Unsupervised Feature Selection via Robust Autoencoder and Adaptive Graph Learning

arXiv stat.ML / 3/23/2026

💬 OpinionIdeas & Deep AnalysisModels & Research

Key Points

  • The paper identifies limitations of existing unsupervised feature selection methods that rely on linear mappings and assume uniform cluster distributions, and proposes a robust autoencoder-based approach to capture nonlinear feature relationships and improve robustness to outliers.
  • The proposed Robust Autoencoder-based Unsupervised Feature Selection (RAEUFS) model uses a deep autoencoder to learn nonlinear representations while enhancing resilience to outliers and enabling feature selection.
  • An adaptive graph learning component and an efficient optimization algorithm are developed to jointly learn representations and discriminative features.
  • Extensive experiments demonstrate that RAEUFS outperforms state-of-the-art UFS methods on both clean data and data with outlier contamination.

Abstract

Effective feature selection is essential for high-dimensional data analysis and machine learning. Unsupervised feature selection (UFS) aims to simultaneously cluster data and identify the most discriminative features. Most existing UFS methods linearly project features into a pseudo-label space for clustering, but they suffer from two critical limitations: (1) an oversimplified linear mapping that fails to capture complex feature relationships, and (2) an assumption of uniform cluster distributions, ignoring outliers prevalent in real-world data.
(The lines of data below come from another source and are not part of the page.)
PR #1629, opened 2019-09-20
Access quant files through computational results

arielsvn:
## Issue Number

#1602 

Seems that we don't associate `ComputedFiles` with `quant.sf` results with the samples, instead this changes the code to fetch them through the `ComputationalResults` relations.

## Types of changes

## Functional tests

Tested locally

## Checklist

### DIFF
--- a/workers/data_refinery_workers/processors/smasher.py
+++ b/workers/data_refinery_workers/processors/smasher.py
@@ -50,7 +50,6 @@ def log_state(message):
     cpu = psutil.cpu_percent()
     logger.debug("cpu:%s - ram:%s -  %s", cpu, ram, message)
 
-
 def _prepare_files(job_context: Dict) -> Dict:
     """
     Fetches and prepares the files to smash.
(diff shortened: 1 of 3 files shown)


workers/data_refinery_workers/processors/smasher.py
```diff
@@ -467,15 +466,15 @@ def sync_quant_files(output_path, files_sample_tuple, job_context: Dict):
     """ Takes a list of ComputedFiles and copies the ones that are quant files to the provided directory.
         Returns the total number of samples that were included """
     num_samples = 0
-    for (computed_file, sample) in files_sample_tuple:
+    for (_, sample) in files_sample_tuple:
+        latest_computed_file = sample.get_most_recent_quant_sf_file()
```
kurtwheeler: If I'm not mistaken, we made this loop over a tuple so that we could be more performant about querying the database by getting the samples and their computed files at the same time. It looks like this takes us back to one query per sample, when we could be looking at 100's of thousands for the human/mouse quantpendias.

arielsvn: Do you have any recommendations on how we can do it? Not sure there's a way around making a query per sample, I'm gonna try to think about it.

Each one of these queries should be straightforward, but we could be making a lot of them.

```sql
SELECT "computed_files".* 
FROM "computed_files" 
WHERE ("computed_files"."filename" = 'quant.sf' AND "computed_files"."result_id" IN (
    SELECT U0."id" 
    FROM "computational_results" U0 INNER JOIN "sample_result_associations" U1 ON (U0."id" = U1."result_id")
    WHERE U1."sample_id" = 1521073)
) ORDER BY "computed_files"."created_at" DESC;
```

I ran it in prod and got `Execution time: 3.775 ms`

kurtwheeler: Could it all be done in one query with something roughly like
```
Sample.objects.filter(
  accession_code__in=samples
).prefetch_related(
  'results__computed_files'
).filter(
  result__computed_file.name='quant.sf'
)
```

kurtwheeler: I mean that would have to be done in `_prepare_files()` I think.

arielsvn: hmm but isn't that more costly? we would be fetching in memory all samples, all their computational results and also all their computed files. Seems like a premature optimization.

Removing the part where we were making a query for each sample had a big impact on the compendia generation performance?

kurtwheeler: That's a good point. We should probably rework this to use pagination for that reason.

I don't think we can make 150k queries in a loop without hurting the DB. Each one has overhead that adds up when you make too many in rapid succession. Generally queries in a long loop without a sleep are a bad idea.

arielsvn: Talked with @kurtwheeler about this, we're going to try it on staging to see how it behaves. The db queries should not be executed successfully because the files need to be downloaded in between each one of them.

Issue #1604, opened 2019-09-16
Downloaded Data Numbers - API


cgreene:
### Context

Sprint planning meeting.

### Problem or idea

We do not currently have a way to get `1 PB -Over a petabyte of raw data will be processed` from the about page based on actual downloaded data.

### Solution or next step

We should add an API endpoint to calculate this.

arielsvn:
New api is still timing out for this https://api.refine.bio/v1/stats-about/

arielsvn:
Discussed with @kurtwheeler  and @davidsmejia, two ideas came up:

- Increase the timeout for that endpoint
- Take another look at the queries to see if we can optimize them further

cgreene:
Can we hard code for now? Thinking about what gets us there asap.

PR #1640, opened 2019-09-23
Arielsvn/1604 about page numbers

arielsvn:
## Issue Number

#1604 

Adds a new endpoint `/stats-about` with the stats we need in the about page. I tried to simplify the queries so that they don't time out.

Also added a new index on `ComputedFile.filename`.

## Types of changes

## Functional tests

Tested on staging.

## Checklist


api/data_refinery_api/views.py
```diff
@@ -845,6 +845,28 @@ class ProcessorJobList(generics.ListAPIView):
...
 ###
 
+class AboutStats(APIView):
+    """ Returns general stats for the site, used in the about page """
+    @method_decorator(cache_page(10 * 60))
+    def get(self, request, version, format=None):
+        result = {
+            # count the total number of samples that are processed or that have a quant.sf file associated with them
+            'samples_available': Sample.objects.filter(is_processed=True).count() \
+                + Sample.objects.filter(is_processed=False, technology='RNA-SEQ', results__computedfile__filename='quant.sf').distinct().count(),
```
kurtwheeler: Could you break this up a bit more? There's a lot going on in this one (but split into two) line of code. Maybe like init 2 variables and set `samples_available` to the sum in this line or something?

api/data_refinery_api/views.py
```diff
@@ -845,6 +845,28 @@ class ProcessorJobList(generics.ListAPIView):
...
+            'total_size_in_bytes': OriginalFile.objects.aggregate(total_size=Sum('size_in_bytes'))['total_size'],
+            # count organisms with qn targets or that have at least one sample with quant files
+            'supported_organisms': Organism.objects.filter(qn_target__isnull=False).count() \
+                +  Organism.objects.filter(
+                    qn_target__isnull=True,
+                    sample__is_processed=False,
+                    sample__technology='RNA-SEQ',
+                    sample__results__computedfile__filename='quant.sf'
+                  ).distinct().count(),
```
kurtwheeler: A similar comment about breaking this up. Combining the full calculation of these stats into a single expression makes them less readable I think.

arielsvn:
Just addressed the comments, let me know what do you think @kurtwheeler

Issue #1587, opened 2019-09-11
.quant file request


cgreene:
### Context

I was contacted by Maria Chikina ( @mchikina ), who would like access to a large number of .quant files for a project.

### Problem or idea

It is not currently possible to get quant files.

### Solution or next step

We could tackle this in a couple ways:
* The API could allow one to request quant files for RNA-seq samples. Most of our web-based users probably won't want this functionality, so we probably wouldn't initially expose it via the React UI.
* We could make "compendia" of quant files. We'd put them in a directory and zip them, along with the metadata.

mchikina:
Also, any metadata (like tissue, etc) would be useful.

jaclyn-taroni:
@mchikina are you looking specifically for human samples? If so, you can likely leverage [MetaSRA](http://metasra.biostat.wisc.edu/) for the tissue labels.

mchikina:
This is great. Hopefully the tissue information will come out automatically but it would be nice to have something to verify.

arielsvn:
@mchikina we now have the ability to generate datasets that include `quant.sf` files. Do you need one with human samples? or any other type of samples?

mchikina:
Yes. Human would be a top priority for me. I am also interested in mouse.

arielsvn:
@mchikina you can download all of our human `quant.sf` files [here](https://s3.amazonaws.com/data-refinery-s3-circleci-prod/HOMO_SAPIENS_1_1574170428.zip) (it's `256gb` compressed).

arielsvn:
All our mouse `quant.sf` can be downloaded [here](https://s3.amazonaws.com/data-refinery-s3-circleci-prod/MUS_MUSCULUS_1_1574233541.zip), this one is `185gb` compressed.

I'm closing this issue, feel free to re-open or file a new one if you need something else.

PR #1642, opened 2019-09-24
Increase smasher size

arielsvn:
## Issue Number

#1587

To address these issues, we propose the Robust Autoencoder-based Unsupervised Feature Selection (RAEUFS) model, which leverages a deep autoencoder to learn nonlinear feature representations while inherently improving robustness to outliers. We further develop an efficient optimization algorithm for RAEUFS. Extensive experiments demonstrate that our method outperforms state-of-the-art UFS approaches in both clean and outlier-contaminated data settings.